Ruboxistaurin

Ruboxistaurin (LY333531) HCl is a β-specific protein kinase C inhibitor. It competitively and reversibly inhibits PKCβ1 and PKCβ2 with IC50 values of 4.7 and 5.9 nM respectively.

LY333531 strikingly decreases the chance of HUVEC survival and the effect of LY333531 on apoptotic cell death in HUVEC significantly increases compared with the AGEs group. Blockade of PKC-beta up-regulates the expression of Bax and Bad proteins and down-regulates the expression of Bcl-2 protein. Moreover, LY333531 reduces the ratio of Bcl-2/Bax. LY333531 can further prompt AGEs-induced endothelial cells apoptosis. The increased expression of Bax, Bad and decreased expression of Bcl-2 and Bcl-2/Bax ratio are associated with the apoptotic process[3].

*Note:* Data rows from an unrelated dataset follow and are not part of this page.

PR #1975, opened 2023-06-14
federationuser(ldap): adding keepalive settings for LDAP connections (PROJQUAY-5137)

michaelalang:
Adding keepalive setting for LDAP connection in complex network scenarios.

introducing variables for 
* _DEFAULT_KEEPALIVE_IDLE
* _DEFAULT_KEEPALIVE_INTERVAL
* _DEFAULT_KEEPALIVE_PROBES

setting the corresponding LDAP options. 
The LDAP restart option ensures on issues that the connection will be re-established.

### DIFF
--- a/data/users/externalldap.py
+++ b/data/users/externalldap.py
@@ -20,6 +20,7 @@ _DEFAULT_KEEPALIVE_IDLE = 10
 _DEFAULT_KEEPALIVE_INTERVAL = 5
 _DEFAULT_KEEPALIVE_PROBES = 3
 
+
 class LDAPConnectionBuilder(object):
     def __init__(
         self,


data/users/externalldap.py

LY333531 treatment (for a duration of 4 weeks) prevents excessive PKCb2 activation and attenuates cardiac diastolic dysfunction in rats with streptozotocin-induced diabetes. LY333531 suppresses the decreased expression of myocardial NO, Cav-3, phosphorylated (p)-Akt, and p-eNOS and also mitigates the augmentation of O2-, nitrotyrosine, Cav-1, and iNOS expression[2].

[1] Jirousek MR, et al. J Med Chem. 1996, 39(14):2664-71. [2] Lei S, et al. Diabetes. 2013, 62(7):2318-28. [3] Wang SS, et al. Pharmazie. 2011, 66(11):881-7.